官方题解:
402E - Strictly Positive Matrix / 403C - Strictly Positive Matrix
Let's look at the matrix a as a connectivity matrix of some graph with n vertices. Moreover, if aij > 0, then we have directed edge in the graph between nodes (i, j). Otherwise, if aij = 0 that graph does not contains directed edge between pair of nodes (i, j). Let b = ak. What does bij means? bij is the number of paths of length exactly k in our graph from vertex i to vertex j. Let pos is an integer, such thata[pos][pos] > 0. That is, we have a loop in the graph. So, if from the vertex pos achievable all other vertexes and vice versa, from all other vertices reachable vertex pos, then the answer is YES, otherwise the answer is NO. If reachability is missing, it is clear that for anyk akipos = 0. If reachability there, we will be able to reach self-loop, use self-loop "to twist", and after that we will go to some another vertex.

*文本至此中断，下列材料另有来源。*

Issue #290, opened 2021-08-09
PHP 8


i582:
# PHP 8

### New syntax

* [ ] Attributes                              ([RFC](https://wiki.php.net/rfc/attributes_v2))
* [ ] Union types in type hints               ([RFC](https://wiki.php.net/rfc/union_types_v2))
* [ ] `nullsafe` operator (`?->`)             ([RFC](https://wiki.php.net/rfc/nullsafe_operator))
* [ ] `static` typehint                       (RFC not found)
* [ ] `match` expression                      ([RFC](https://wiki.php.net/rfc/match_expression_v2))
* [ ] `throw` can be used as an expression    ([RFC](https://wiki.php.net/rfc/throw_expression))
* [ ] Block `catch` without variable          ([RFC](https://wiki.php.net/rfc/non-capturing_catches))
* [ ] Named arguments                         ([RFC](https://wiki.php.net/rfc/named_params))
* [ ] Declaring properties in the constructor ([RFC](https://wiki.php.net/rfc/constructor_promotion))
* [ ] Trailing comma in parameter lists       ([RFC](https://wiki.php.net/rfc/trailing_comma_in_parameter_list))
* [ ] Trailing comma in closure use list      ([RFC](https://wiki.php.net/rfc/trailing_comma_in_closure_use_list))

### Other

* [ ] `Stringable` interface ([RFC](https://wiki.php.net/rfc/stringable))

## Changed

* [ ] Locale-independent float to string cast                              ([RFC](https://wiki.php.net/rfc/locale_independent_float_to_string))
* [ ] Sorting now stable                                                   ([RFC](https://wiki.php.net/rfc/stable_sorting))
* [ ] Names in the namespace are treated as a single token                 ([RFC](https://wiki.php.net/rfc/namespaced_names_as_token))
* [ ] Deferencable changes and arbitrary expressions in `new`/`instanceof` ([RFC](https://wiki.php.net/rfc/variable_syntax_tweaks))
* [ ] Access `::class` on object                                           ([RFC](https://wiki.php.net/rfc/class_name_literal_on_object))
* [ ] Concatenation precedence                                             ([RFC](https://wiki.php.net/rfc/concatenation_precedence))

## Removed

* [ ] Remove `(real)` cast  (without separate RFC)
* [ ] Remove `(unset)` cast (without separate RFC)
* [ ] Remove `{}` access    (without separate RFC)

# PHP 8.1

### New syntax

[...]

PR #292, opened 2021-08-18
added switchable warning for comparison numbers and strings

i582:
In PHP 8, the logic for comparing numbers and strings has changed, so we need a way to find all such places, while not including warning at all, as this will lead to a huge number of warnings.

In order to enable the warning, the `set_migration_php8_warning` function has been added, with which you can enable or disable the warning. This function accepts a bitset, in which only the first right bit is used so far, but the rest will be used in the future.

```php
<?php
$b = 0;

set_migration_php8_warning(0b001);

if ($b == "") {} // warning

set_migration_php8_warning(0b000);

if ($b == "") {} // no warning
```

At the end of each request, the warning is automatically disabled.

### Changes in

The operators `<=>`, `==`, `!=`, `>`, `>=`, `<`, and `<=`.
The functions `in_array()`, `array_search()` and `array_keys()` with `$strict` set to false (which is the default).
The sorting functions `sort()`, `rsort()`, `asort()`, `arsort()` and `array_multisort()` with `$sort_flags` set to `SORT_REGULAR` (which is the default).

### Links

RFC: https://wiki.php.net/rfc/string_to_number_comparison

In documentation: [String to Number Comparison](https://www.php.net/manual/en/migration80.incompatible.php#migration80.incompatible.core.string-number-comparision)

The following table shows how the result of some simple comparisons changes (or doesn't change) under this RFC:

Comparison    | Before | After
---------------|---------|----
 `0 == "0"`     | `true`   | `true`
 `0 == "0.0"`   | `true` | `true`
 `0 == "foo"`   | `true` | `false`
 `0 == ""`      | `true` | `false`
`42 == "   42"` | `true` | `true`
`42 == "42foo"` | `true` | `false`

See full table in tests: https://github.com/VKCOM/kphp/blob/d5a76ad890e46244e94a5e3003212383e351ca14/tests/cpp/runtime/number-string-comparison.cpp#L21

### Note
We are already comparing infinities as in PHP 8.
See [Special values](https://wiki.php.net/rfc/string_to_number_comparison#special_values) part of RFC.

### Related changes (not implemented in this PR, see #298)

In https://wiki.php.net/rfc/saner-numeric-strings (implemented in PHP 8):
```php
42 == "42"; // true
42 == "   42"; // true
42 == "42   "; // true
```

Before

```php
42 == "42"; // true
42 == "   42"; // true
42 == "42   "; // false
```

See https://github.com/VKCOM/kphp-polyfills/pull/25
#290


runtime/mixed.inl
```diff
@@ -1673,8 +1675,113 @@ inline int64_t operator>>(const mixed &lhs, const mixed &rhs) {
...
 }
 
+template <typename Arg1, typename Arg2>
+struct conversion_php_warning_string {
+  static constexpr const char *text = "";
+};
+
+template<>
+struct conversion_php_warning_string<int64_t, const string &> {
+  static constexpr const char *text
```
AlexK0, line 1685: It may not work on some builds. It would be better to use functions instead.

runtime/mixed.inl
```diff
@@ -1673,8 +1675,113 @@ inline int64_t operator>>(const mixed &lhs, const mixed &rhs) {
   return lhs.to_int() >> rhs.to_int();
 }
 
+template <typename Arg1, typename Arg2>
+struct conversion_php_warning_string {
+  static constexpr const char *text = "";
+};
+
+template<>
+struct conversion_php_warning_string<int64_t, const string &> {
```
AlexK0, line 1684: the const reference overloading doesn't look good, it is better to use a [decayed](https://en.cppreference.com/w/cpp/types/decay) (clear) type without cv and refs.

tests/python/tests/migration_php8/test_comparison.py
```diff
@@ -0,0 +1,81 @@
+import os
+from typing import List
+
+from python.lib.testcase import KphpCompilerAutoTestCase
+
+from python.lib.colors import green, red, yellow
+
+
+class TestPHP8NumberStringComparison(KphpCompilerAutoTestCase):
```
AlexK0, line 9: Take a look at _**kphp_should_fail**_ and _**kphp_should_warn**_ tags. I strongly recommend add the same for runtime warnings and use it instead of the function python tests.

runtime/mixed.inl
i582: Done.

runtime/mixed.inl
i582: Done.

tests/python/tests/migration_php8/test_comparison.py
i582: Done, added `@kphp_runtime_should_warn` tag.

大概题意:给定一个矩阵A(n*n的),对角线为1,其它位置为0或1.B= A^k,问是否存在某个k使得B中每个元素都为1.
矩阵阶乘和图上路径计数问题的转换:
(矩阵的元素为A[i][j] = 1代表图上点i可达点j,特殊的A[i][i] = 1。表示点i存在自环。)
转化为图的问题。对应的图为:
n个点,A[i][j] = 1,则i和j之间连边,否者不连。
则B = A^k,B[i][j]代表的含义为,从i到j的路径长度为k的路径的个数。
由于本题中对角线为1,即任意点存在子环,则如果存在从i到j的长度为k 的路径,则存在从i到j长度为k+1,k+2.。。的路径。
所以只需判断可到达即可,即任一点可到达其他所有点。可用floyd,判强连通为1,或判任意点都和同一点在一个环上即可(必要条件)。
本题是判断是否存在,则用必要条件去判断即可
floyd的解法和判任意点都和同一点在一个环上的解法:
int n;
bitset<2010>f[2010];
int main ()
{
RI(n);
REP(i, n) REP(j, n)
{
int x;
RI(x);
f[i][j] = !!x;
}
REP(k, n) REP(i, n)
if (f[i][k]) f[i] |= f[k];
int fla = 1;
REP(i, n) REP(j, n) if (!f[i][j])
{
fla = 0; break;
}
if (fla) puts("YES");
else puts("NO");
return 0;
}
int n;
bool f[2010][2010];
bool used[2010], rused[2010];
void dfs(int u)
{
used[u] = 1;
REP(i, n) if (f[u][i] && !used[i]) dfs(i);
}
void rdfs(int u)
{
rused[u] = 1;
REP(i, n) if (f[i][u] && !rused[i]) rdfs(i);
}
int main ()
{
RI(n);
REP(i, n) REP(j, n)
{
int x;
RI(x);
f[i][j] = !!x;
}
dfs(0);
rdfs(0);
int fla = 1;
REP(i, n) if (!used[i] || !rused[i])///都为1说明成环
fla = 0; break;
if (fla) puts("YES");
else puts("NO");
return 0;
}
下题是图上路径计数问题转化成矩阵阶乘问题:
ac自动机中求长度为L的特定字符串的个数, AC自动机 其实 就是创建了一个状态的转移图(也是一个图),思想很重要
详见:http://www.cnblogs.com/kuangbin/p/3164106.html
中的
另:fzu一题,Problem 2173 Nostop
竟然可以求最优值,涨了姿势。(从点1到点n的经过k条边,的最短路径值问题)
正确性,还待理解(只要满足结合律???)
ps:本题中不允许在一点停留,所以初始化对角线为INF。这样就没办法建立单位1矩阵,所以在快速幂中,第一个是赋值,之后才是乘法
//#pragma warning (disable: 4786)
//#pragma comment (linker, "/STACK:16777216")
//HEAD
#include <cstdio>
#include <ctime>
#include <cstdlib>
#include <cstring>
#include <queue>
#include <string>
#include <set>
#include <stack>
#include <map>
#include <cmath>
#include <vector>
#include <iostream>
#include <algorithm>
using namespace std;
//LOOP
#define FE(i, a, b) for(int i = (a); i <= (b); ++i)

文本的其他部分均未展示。